BEGIN RAW DATA

PR #251, opened 2015-11-30
implement a ceph-deploy-tag job

alfredodeza:
So that it runs before the actual ceph-deploy release job, using the new ansible playbooks and allowing us to basically release with a single, push-button action.

### DIFF
--- a/ceph-deploy-tag/build/build
+++ b/ceph-deploy-tag/build/build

END RAW DATA

AIM OF THE EXERCISE
The answer consists solely of the lines from the one containing "implement a ceph-deploy-tag job" through the last line of the data above, reproduced exactly.

SOLUTION TO THE EXERCISE
implement a ceph-deploy-tag job

alfredodeza:
So that it runs before the actual ceph-deploy release job, using the new ansible playbooks and allowing us to basically release with a single, push-button action.

### DIFF
--- a/ceph-deploy-tag/build/build
+++ b/ceph-deploy-tag/build/build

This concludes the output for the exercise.